Problem to solve
Read through the listing and copy every line that contains the word "ipynb".

Material shown
_ _ _ _

PR #382, opened 2026-08-27
[WIP]Optimize HostNetworkConfig OnChange

w13915984028:
**Problem:**

1. HostNetworkConfig OnChange is shortcutted randomly.

```
if intfExists {
    // BUG: Shortcuts immediately without checking if:
    // 1. hnc.Spec.HostIPs changed to a new IP for this node
    // 2. hnc.Spec.Mode changed from Static to DHCP (or vice versa)
    // 3. the nic was not up on last try
    // 4. ip was not set
    // 5. dhcp failed in the middle

    return hnc, nil
}
```

2. Additional observation: due to the `single object with multi node status` model, it could be affected by any flaky node.

```
[Flaky Node-A] (Interface Flaps / Errors out)
      │
      ├──> Patches status.nodeStatus["Node-A"] (Error state)
      │
      ▼
[K8s API Server] (Emits WATCH event for HostNetworkConfig v123)
      │
      ├───► Broadcasts WATCH event to Node-A
      ├───► Broadcasts WATCH event to Node-B
      ├───► Broadcasts WATCH event to Node-C
      └───► Broadcasts WATCH event to Node-N
      │
      ▼
[All Healthy Nodes (B...N)]
      │
      ├──> Receives WATCH event for Node-A's status change
      ├──> Enters OnChange() blindly (No DeepEqual Guard)
      ├──> Re-executes Netlink / DHCP / IP commands
      ├──> Re-patches status.nodeStatus["Node-X"] to API Server
      │
      ▼
[API Server Storm] (N new WATCH events generated!)
      │
      └───► Loop amplifies exponentially until backoff limit is hit
```

**Solution:**

1. Ensure the OnChange is idempotent
2. Add a check between local status and CRD status

**Related Issue:**

https://github.com/harvester/harvester/issues/11519

**Test plan:**

PR #383, opened 2026-08-28
fix(webhook): skip self-comparison in validateHostNetworkConfig during updates

w13915984028:
**Problem:**

During an Update operation on an existing HostNetworkConfig (HNC), the admission webhook's validation logic (validateHostNetworkConfig) iterates over all cached HNC objects to check for duplicate underlay configurations and (ClusterNetwork, VlanID) collisions.

Because the cache contains the pre-update version of the CR being modified, the loop compares the updated CR against itself (hostnetworkconfig.Name == newhnc.Name). This results in false-positive validation errors:

Updating non-immutable fields on an existing Underlay: true HNC is erroneously rejected because hostnetworkconfig.Spec.Underlay && newhnc.Spec.Underlay evaluates to true.

Any general update validation encounters self-collision on (ClusterNetwork, VlanID).

**Solution:**

Add an explicit name check if hostnetworkconfig.Name == newhnc.Name { continue } inside validateHostNetworkConfig to skip self-comparison during update operations.

**Related Issue:**

https://github.com/harvester/harvester/issues/11603

observed while working on the main PR https://github.com/harvester/network-controller-harvester/pull/382

**Test plan:**

Original issue:
image

(1) Create an underlay mode hostnetworkconfig, then change the host ip, it is denied on old webhook, but allowed after the fix.
image

(2) Change the IP.
```
apiVersion: v1
items:
- apiVersion: network.harvesterhci.io/v1beta1
  kind: HostNetworkConfig
  metadata:
    creationTimestamp: "2026-09-08T10:09:51Z"
    finalizers:
    - wrangler.cattle.io/harvester-network-hostnetworkconfig-controller
    generation: 4
    name: hnc1
    resourceVersion: "718905"
    uid: ffa45d51-624f-43df-80bd-0da6a2ce05ef
  spec:
    clusterNetwork: mgmt
    ips:
      harv31: 192.168.3.11/24  // webhook does not block this change
    mode: static
    underlay: true
    vlanID: 3
  status:
    nodeStatus:
      harv31:
        clusterNetwork: mgmt
        conditions:
        - message: ""
          status: "True"
          type: ready
        mode: static
        vlanID: 3
kind: List
metadata:
  resourceVersion: ""
```

Note: The IP out-of-sync is booked on https://github.com/harvester/harvester/issues/11618. It will be sovled via PR https://github.com/harvester/network-controller-harvester/pull/395 and validated per issue 11618.

IP was not updated on node yet.
```
79: mgmt-br.3@mgmt-br: <BROADCAST,MULTICAST,UP,LOWER_UP> mtu 1500 qdisc noqueue state UP group default 
    link/ether 52:54:00:c1:9d:05 brd ff:ff:ff:ff:ff:ff
    inet 192.168.3.10/24 brd 192.168.3.255 scope global mgmt-br.3
       valid_lft forever preferred_lft forever
```

### DIFF
--- a/pkg/webhook/hostnetworkconfig/validator.go
+++ b/pkg/webhook/hostnetworkconfig/validator.go
@@ -302,6 +302,11 @@ func (v *Validator) validateHostNetworkConfig(newhnc *networkv1.HostNetworkConfi
 			continue
 		}
 
+		// Skip comparing the CR against itself during updates
+		if hostnetworkconfig.Name == newhnc.Name {
+			continue
+		}
+
 		//no more than one underlay exists for overlay networks. If user has to change underlay setting, old underlay has to be disabled first.
 		if hostnetworkconfig.Spec.Underlay && newhnc.Spec.Underlay {
 			return fmt.Errorf("hostnetworkconfig %s already exists for cluster network %s vlanid %d with underlay enabled", hostnetworkconfig.Name, newhnc.Spec.ClusterNetwork, hostnetworkconfig.Spec.VlanID)
@@ -311,8 +316,10 @@ func (v *Validator) validateHostNetworkConfig(newhnc *networkv1.HostNetworkConfi
 			continue
 		}
 
+		// Enforce VLAN ID uniqueness on creation only to avoid blocking updates on existing duplicate states
 		if op == ValidateCreate && hostnetworkconfig.Spec.VlanID == newhnc.Spec.VlanID {
-			return fmt.Errorf("hostnetworkconfig %s already exists for cluster network %s with vlanID %d", hostnetworkconfig.Name, hostnetworkconfig.Spec.ClusterNetwork, hostnetworkconfig.Spec.VlanID)
+			return fmt.Errorf("hostnetworkconfig %s already exists for cluster network %s with vlanID %d",
+				hostnetworkconfig.Name, hostnetworkconfig.Spec.ClusterNetwork, hostnetworkconfig.Spec.VlanID)
 		}
 	}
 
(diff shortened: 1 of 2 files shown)


rrajendran17 (approved):
LGTM,Thanks

martindekov (commented):
Just a general question, this would mean that if we update we allow all changes in the new cr without validation if names are the same (same cr), is that right? 

Don't we also allow breaking changes to the cr that way as a side effect to skipping validation in that scenario?

w13915984028:
> Just a general question, this would mean that if we update we allow all changes in the new cr without validation if names are the same (same cr), is that right?
> 
> Don't we also allow breaking changes to the cr that way as a side effect to skipping validation in that scenario?

A good question.

From the webhook, L130, L135 checks those immutable fields of current object;
https://github.com/harvester/network-controller-harvester/blob/f383a15a2c09373edbe9f48e0027b87b224abf60/pkg/webhook/hostnetworkconfig/validator.go#L125-L141

L141 loop checks the current object upon all other objects to avoid some global limitations be violated. By natue, it should avoid to compare self, e.g., below code will deny change on self (any allow to be changed spec fields) when `Spec.Underlay` is true.


```
		//no more than one underlay exists for overlay networks. If user has to change underlay setting, old underlay has to be disabled first.
		if hostnetworkconfig.Spec.Underlay && newhnc.Spec.Underlay {
			return fmt.Errorf("hostnetworkconfig %s already exists for cluster network %s vlanid %d with underlay enabled", hostnetworkconfig.Name, newhnc.Spec.ClusterNetwork, hostnetworkconfig.Spec.VlanID)
		}
```

martindekov (approved):
Thanks for the context Jian, from change itself I couldn't infer that we already validate the `newhnc` before the continue call in this PR. Allowing potential breaking changes to the CR so slip was my only concern and the context resolved this. LGTM!

PR #404, opened 2026-09-11
[CI] Add validate check to avoid import harvester accidentally

w13915984028:
**Problem:**

Harvester-network-controller ever looped importing harvester, and the loop dependency was decoupled before via PR https://github.com/harvester/network-controller-harvester/pull/217.

Now, there is a single direction dependency: harvester imports network-controller.

https://github.com/harvester/harvester/blob/8012209e56a610d73bfe453bf59283d496b5dcee/go.mod#L13

**Solution:**

This PR adds a check on `make validate` to ensure the depency is not added again accidentally.

**Related Issue:**

**Test plan:**

Not required.

`make validate` runs smoothly

### DIFF
--- a/scripts/validate
+++ b/scripts/validate
@@ -3,6 +3,17 @@ set -e
 
 cd $(dirname $0)/..
 
+# WARNING: Do not import harvester/harvester to prevent circular dependencies
+# (harvester/harvester already depends on this repository).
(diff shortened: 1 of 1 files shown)


martindekov (approved):
LGTM!

w13915984028:
As this is a passive CI check script, merge it now.

PR #416, opened 2026-09-22
Deny HNC mode change

w13915984028:
Controller side cannot clean resources clearly if mode is changed
  Update test code

**Problem:**

1. If HNC mode is changed, it does not clean the previous IP&routes, instead it applies new settings directly.
2. It also has no full context of previous config.

**Solution:**

Deny the change of mode, unless controller side can process this fully.

**Related Issue:**

https://github.com/harvester/harvester/issues/11617

**Test plan:**

1. Create any type of HNC
2. Change the type, it gets denied.

image

image


w13915984028:
@mergify backport v1.9

w13915984028:
@rrajendran17 @Vicente-Cheng Would suggest to backport this PR to v1.9.1, please take a look, thanks.

PR #418, opened 2026-09-22
Check nil object on delete case

w13915984028:
**Problem:**

For webhook `Delete`, it does not check input param, and use the pointer directly.

**Solution:**

Add a check to skip processing the nil pointer in `Delete` case.

**Related Issue:**

https://github.com/harvester/harvester/issues/10759

**Test plan:**


martindekov (approved):
LGTM

PR #24, opened 2021-03-31
Feature/convert springsalad

blairlyons:
This PR adds conversion from SpringSaLaD (https://vcell.org/ssalad). I'm using pandas to store the parsed data. I think it will be a good idea to use pandas to store data more in general, but that will be a future PR.

Key files:
- setup.py : added pandas requirement
- data_objects/agent_data.py : added from_dataframe() method to create AgentData from pandas DataFrame (in the future maybe AgentData should store its data in a DataFrame?)
- springsalad/springsalad_converter.py, springsalad_data.py : SpringSaLaD conversion (if you have any suggestions for the pandas implementation, please lmk, I'm a pandas n00b)

I also added the same display_names parameter from SpringsaladData to the Smoldyn conversion, since I've already run into issues with the way I originally did that, and this is more flexible. And fixed a few other small things and added None checks.

Thanks for contributing!


EricJIsaac:
The Jupyter notebooks seem reasonably generatable - this may be worth looking into depending on how many more packages we'd like to add

EricJIsaac (approved):

simulariumio/springsalad/springsalad_converter.py
```diff
@@ -0,0 +1,108 @@
...
+        for line in springsalad_data:
+            cols = line.split()
+            if "xsize" in line:
+                box_size[0] = input_data.scale_factor * 2 * float(cols[1])
+            if "ysize" in line:
+                box_size[1] = input_data.scale_factor * 2 * float(cols[1])
+            if "z_outside" in line:
+                box_size[2] += input_data.scale_factor * 2 * float(cols[1])
+            if "z_inside" in line:
+                box_size[2] += input_data.scale_factor * 2 * float(cols[1])
```
toloudis, line 65: i don't know what this code is doing but it looks fishy

toloudis: Also why is everything being doubled?

blairlyons: SpringSaLaD output files have bounding volume parameters like:

`xsize	50.0
ysize	50.0
z_outside	10.0
z_inside	90.0`

and by trial and error I found that they're the box "radius" rather than dimensions, that's why they are multiplied by 2. And then the Z radius is z_inside + z_outside. It seems weird to me, but it's how the engine does it?

toloudis: could they mean "inside the cell" and "outside the cell"?

toloudis (approved):

simulariumio/springsalad/springsalad_converter.py
blairlyons: yes I'm almost sure that's what they mean

PR #27, opened 2021-05-10
Feature/convert mcell binary

blairlyons:
Problem
=======
Simularium can't read simulation outputs from MCell.

Solution
========
This adds conversion for MCell binary visualization files. I used MCell's own python implementation of reading from the binary files as a reference. MCell also has an ascii file format, we can add support later but it seems like most outputs are currently saved to binary. Also, the MCell binary is currently missing unique IDs. They plan to add this to the next version of the format, and until then I'm assigning unique IDs based on agent index.

## Type of change

- [ ] New feature (non-breaking change which adds functionality)

Change summary:
---------------
* Read MCell binary files using python array.array
* Go through the data twice in order to create data structures with required length for optimization
* Calculate euler angle rotations randomly oriented around the MCell normals, and check that they match the Blender visualization
* Add tests and example jupyter notebook

Keyfiles:
-----------------------
1. simulariumio/mcell/mcell_converter.py - implemented MCell conversion
2. simulariumio/mcell/mcell_data.py - data a user needs to provide for MCell conversion
2. there's some small fixes and reorganization in simulariumio/data_objects/agent_data.py and simulariumio/filters/transform_spatial_axes_filter.py, artifacts of how I split adding rotations into a separate PR


schoinh (approved):

simulariumio/mcell/mcell_converter.py
```diff
@@ -0,0 +1,347 @@
...
+                    is_surface_mol = is_surface_mol[0] == 1
+                    n_data = array.array("I")
+                    n_data.fromfile(mol_file, 1)
+                    n_data = n_data[0]
+                    data = array.array("f")
+                    data.fromfile(mol_file, n_data)
+                    if is_surface_mol:
+                        data.fromfile(mol_file, n_data)
+                    total_mols += int(n_data / 3.0)
+                except EOFError:
```
toloudis, line 157: this EOFError check seems clunky - the file has no indication of how many times you'll be able to run this loop?

toloudis (approved):

simulariumio/mcell/mcell_converter.py
blairlyons: yeah, the binary data doesn't include that https://cnl.salk.edu/~ahusar/mcell4_documentation/file_formats.html#molecule-visualization-data and this is how they implemented reading it 🤷‍♀️

PR #28, opened 2021-05-14
Fix/overlapping type ids in add agent filter

blairlyons:
Problem
=======
AddAgentFilter outputs overlapping type IDs if any of the new agents have the same type ID as an existing agent.

Solution
========
Only combine the AgentDatas' types list, which is the list of string type names for each agent at each timestep. Instead of generating and then also combining the type_ids array, generate it after creating the new types list.

## Type of change

Change summary:
---------------
* In AgentData's append_agents() function, regenerate the type_ids array from the new types list


simulariumio/data_objects/agent_data.py
```diff
@@ -412,12 +403,12 @@ def append_agents(self, new_agents: AgentData):
...
                     used_uids.append(uid)
                 unique_ids[t][i] = new_uids[raw_uid]
-                type_ids[t][i] = new_agents.type_ids[t][n]
                 types[t].append(new_agents.types[t][n])
                 i += 1
         self.unique_ids = unique_ids
         self.types = types
-        self.type_ids = type_ids
+        self.type_ids, tm = AgentData.get_type_ids_and_mapping(self.types)
+        self.type_mapping = None
```
EricJIsaac, line 411: Not related to stated problem, just a curiosity -
Why is the type-mapping here ignored and not assigned? Would something not behave as expected if it were assigned?

EricJIsaac (approved):

toloudis (approved):

simulariumio/data_objects/agent_data.py
blairlyons: `AgentData.type_mapping` is leftover from previous ways of handling this. I'll just remove it because it's not used anymore. Now I always generate it right before writing to JSON. `AgentData.types`, a list of string type names, is the source of truth for types now, and type IDs and type mapping are generated from it.

PR #29, opened 2021-06-16
Feature/default camera fov 75

blairlyons:
Problem
=======
The Simularium Viewer's default camera FOV is 75 and SimulariumIO's was 50.
Resolves https://aicsjira.corp.alleninstitute.org/browse/AGENTVIZ-1412 

Solution
========
Update SimulariumIO's default FOV to 75.

## Type of change

Change summary:
---------------
* change default FOV in CameraData
* update tests and documentation

Keyfiles:
-----------------------
1. simulariumio/data_objects/camera_data.py - update default FOV for a CameraData, which holds camera settings
2. simulariumio/file_converter.py - update default FOV when older file versions are read in
3. file_format.md - update file format documentation
4. jupyter notebooks and tests - update FOV

### DIFF
--- a/examples/Tutorial_custom.ipynb
+++ b/examples/Tutorial_custom.ipynb
@@ -82,7 +82,7 @@
     "    * Default: np.array(\\[0.0, 1.0, 0.0\\])\n",
     "* **fov_degrees**: *float (optional)*\n",
     "    * the angle defining the extent of the 3D world that is seen from bottom to top of the camera view\n",
-    "    * Default: 50.0\n",
+    "    * Default: 75.0\n",
     "\n",
     "`AgentData` contains the following:\n",
     "* **times** : *np.ndarray (shape = [timesteps])*\n",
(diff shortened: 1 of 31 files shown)


schoinh (approved):
Great!

meganrm (approved):
This is the first time I'm looking at this repo in a while, but for all the python package converters, it seems like it would be possible to have a unified defaults file? and then have each converter possibly manipulate the data a little bit, ie to an list/np array. Just so you don't have to adjust values in so many places like this.

EricJIsaac (approved):

blairlyons:
> This is the first time I'm looking at this repo in a while, but for all the python package converters, it seems like it would be possible to have a unified defaults file? and then have each converter possibly manipulate the data a little bit, ie to an list/np array. Just so you don't have to adjust values in so many places like this.

good idea, although all but 2 references in this case are in documentation. I could probably make the documentation less repetitive

PR #31, opened 2021-06-25
Feature/cleanup and documentation update

blairlyons:
Problem
=======
Some code was inconsistent for doing the same things, and there was redundant documentation. 

For many of the supported simulation engines, the converter used to loop through the data twice, first to get the dimensions and create appropriately sized data structures, and then to read the data. This was less efficient and inconsistent between simulators.

Solution
========
I implemented a dynamic buffer for the converters, so that it initializes the data structures with a default size, and then if it runs out of space while reading, it creates larger arrays, incrementing by the default size.

I also removed the type_IDs array. It wasn't used in conversion for most simulators, and having both type IDs and type names was confusing. I removed the ReorderAgentsFilter that manipulated type IDs, we should implement features on the front end, like displaying the type mapping in the order it is provided, rather than having users set specific IDs for the types.

Also cleaned up jupyter notebooks and linked to documentation, and added camera defaults as constants.

I'm sorry this is a huge change set!

## Type of change

Change summary:
---------------
* use dynamic arrays for reading data from simulation engines
* only generate type IDs before writing to simularium file, use types list otherwise
* jupyter notebooks link to documentation instead of redundantly repeating it
* added camera defaults to constants
* renamed one character variables (t, n, s)

Keyfiles:
-----------------------
Documentation:
1. examples/Tutorial... - jupyter notebooks with links to documentation instead of redundant documentation

Constants:
1. simulariumio/constants.py - added constants for default buffer size and camera defaults
2. simulariumio/data_objects/camera_data.py - use constants
3. simulariumio/file_converter.py - use constants for camera defaults when updating file version

Dynamic Buffers:
1. simulariumio/data_objects/agent_data.py - add n_timesteps since buffer size might be longer than actual number of timesteps, add from_dimensions() class function to create empty AgentData with the given sized numpy arrays (buffers), add get_dimensions(), increase_buffer_size(), and check_increase_buffer_size() functions for dynamic buffers
2. simulariumio/data_objects/dimension_data.py - created DimensionData object to store buffer dimensions
3. simulariumio/cytosim/cytosim_converter.py - remove _parse_dimensions() functions, check if buffer needs to be increased in _parse_objects()
4. simulariumio/filters/every_nth_timestep_filter.py - use new AgentData.from_dimensions() to create filtered data
5. simulariumio/mcell/mcell_converter.py - remove _count_agents_in_binary_cellblender_viz_frame() function, check if buffer needs to be increased in _read_binary_cellblender_viz_frame()
6. simulariumio/medyan/medyan_converter.py - remove _parse_data_dimensions(), check if buffer needs to be increased in _get_trajectory_data()
7. simulariumio/smoldyn/smoldyn_converter.py - remove _parse_dimensions() function, check if buffer needs to be increased in _parse_objects()
8. simulariumio/springsalad/springsalad_converter.py - remove _parse_dimensions() function, check if buffer needs to be increased in _parse_springsalad_data()
9. simulariumio/tests/converters/buffer/test_buffer_size.py - added tests for incrementing buffer size

Remove Type IDs:
1. simulariumio/filters/every_nth_agent_filter.py - use type names instead of type IDs
2. simulariumio/filters/every_nth_subpoint_filter.py - use type names instead of type IDs
3. simulariumio/filters/reorder_agents_filter.py - deleted, no longer works without type IDs, should be done differently anyway
4. simulariumio/filters/translate_filter.py - use type names instead of type IDs
5. simulariumio/data_objects/agent_data.py - remove type IDs
6. simulariumio/cytosim/cytosim_converter.py - don't set type IDs
7. simulariumio/physicell/physicell_converter.py - don't set type IDs
8. simulariumio/readdy/readdy_converter.py - use a local type_IDs variable for filtering but don't set type IDs in AgentData


simulariumio/trajectory_converter.py
```diff
@@ -122,19 +122,19 @@ def _read_trajectory_data(input_data: TrajectoryData) -> Dict[str, Any]:
...
             ] = TrajectoryConverter._get_spatial_bundle_data_subpoints(
-                input_data.agent_data
+                input_data.agent_data, type_ids
             )
         else:
             spatialData[
                 "bundleData"
             ] = TrajectoryConverter._get_spatial_bundle_data_no_subpoints(
-                input_data.agent_data
+                input_data.agent_data, type_ids
```
schoinh, line 137: Everywhere else you're removing type_ids but how come you're adding it here?

schoinh: Oh I think I got it... we still want to write type_ids to the output simularium file so this is doing that?

blairlyons: yeah this is basically the one place they are generated now. I realized I can also remove it in TrajectoryConverter.add_number_of_agents_plot() too

simulariumio/data_objects/agent_data.py
```diff
@@ -114,31 +114,33 @@ def __init__(
...
         bundle_data = buffer_data["spatialData"]["bundleData"]
         total_steps = len(bundle_data)
         max_n_agents = 0
         max_n_subpoints = 0
-        for t in range(total_steps):
-            data = bundle_data[t]["data"]
-            i = 0
+        for time_index in range(total_steps):
+            data = bundle_data[time_index]["data"]
+            buffer_index = 0
```
toloudis, line 132: just from reading this, it's hard to tell at a glance what buffer_index is indexing.  I think that `data` is just an array of numbers, that is a packed list of agents, and buffer_index keeps track of where we are in that array, right?

blairlyons: yes, maybe `data_index` instead? The data is packed in it's actual buffer form at this point, I realize I'm overusing "buffer" at this point

simulariumio/filters/add_agents_filter.py
```diff
@@ -33,5 +33,5 @@ def apply(self, data: TrajectoryData) -> TrajectoryData:
         Add the given agents to each frame of the simularium data
         """
         print("Filtering: add agents -------------")
-        data.agent_data.append_agents(self.new_agent_data)
+        data.agent_data = data.agent_data.append_agents(self.new_agent_data)
```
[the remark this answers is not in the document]
blairlyons: ok I fixed this, with the `append_agents()` function on `AgentData` I couldn't set the object itself to the new value, requiring it to be awkward and non-intuitive like this (or the tests fail). So I moved `append_agents()` to `TrajectoryData` because it can set it's `agent_data`, and also made the function names and comments clear about when an `AgentData` is getting copied. It doesn't need to be copied here because it should already be copied by `TrajectoryConverter` before it called `apply()` on this filter.

simulariumio/data_objects/agent_data.py
toloudis: i'm not sure how much better the name is going to get.  I suppose it might be easier to rename `data`-->`buffer`... But maybe a small comment saying that `data` is a list of numbers being the packed agent data, might be good enough.

schoinh (approved):

toloudis (approved):

blairlyons:
I ran some benchmarks and the results are that the dynamic buffers are less performant than the previous way of going through the data twice, by ~2-6x depending on the trajectory. It probably depends on the default buffer size too, but increasing the buffer is just a big performance hit. 

So I've updated the engine converters to go through the data and get the dimensions first again. I left `DimensionData` and most of the `AgentData` buffer functions because they're still useful for adding agents in a filter and creating empty `AgentData`.

I also had to change the ReaDDy dependency to use the prod release, the current dev release broke something. It's probably better for that to be on prod anyway, and I'm going to let the ReaDDy developers know.

And I added benchmarks to the repo, the cytosim input file requires git lfs since it's large.

blairlyons:
this will also fix the build failure on main

blairlyons:
To compare the new changes https://github.com/allen-cell-animated/simulariumio/compare/7f1eb9f..6b6c35e

Key files updated:

Converters:
restored `_parse_dimensions()` functions and use them in `_read()` to create the appropriate sized `AgentData`
- simulariumio/cytosim/cytosim_converter.py
- simulariumio/mcell/mcell_converter.py
- simulariumio/medyan/medyan_converter.py
- simulariumio/smoldyn/smoldyn_converter.py
- simulariumio/springsalad/springsalad_converter.py
just made the functions static so easier to test separately, these converters weren't changed much in this PR:
- simulariumio/physicell/physicell_converter.py 
-  simulariumio/readdy/readdy_converter.py 

Central stuff
- simulariumio/constants.py - removed unneeded constants
- simulariumio/tests/buffer/test_buffer_cytosim.py - removed this test for dynamic buffer in cytosim
- simulariumio/data_objects/dimension_data.py - fixed a bug in `add()`
- simulariumio/data_objects/agent_data.py - just some variable renaming and constants update

schoinh (approved):

toloudis (approved):
Looks good.  I have a couple of general comments about making this scale better and potentially faster.

Knowing what I know about the simularium format, you could probably do this in a streaming kind of way, to reduce memory footprint.  Write out each agent as it is processed, rather than all in one big blob.   There may or may not be some trajectory formats that make that impossible but when possible it could be a big savings.  I'm not sure if there are any major drawbacks to writing the file in that way -- maybe error handling but that's all I can think of right now.  anyway, chunking things up into smaller pieces should at least consume less memory during the translation.  

Secondly, we definitely need some more granular profiling to see where the time bottlenecks are.  As we discussed, is it in reading the original, converting data, or writing out?  (If they are sufficiently disentangled to even measure that?)

PR #51, opened 2021-08-13
Fix/benchmarks

### LINKED ISSUE #48: Benchmark data in cloud
## What needs to happen?
Upload benchmark data to Quilt and implement downloading it from there when running benchmarks.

_ _ _ _

Result of the exercise
--- a/examples/Tutorial_custom.ipynb
+++ b/examples/Tutorial_custom.ipynb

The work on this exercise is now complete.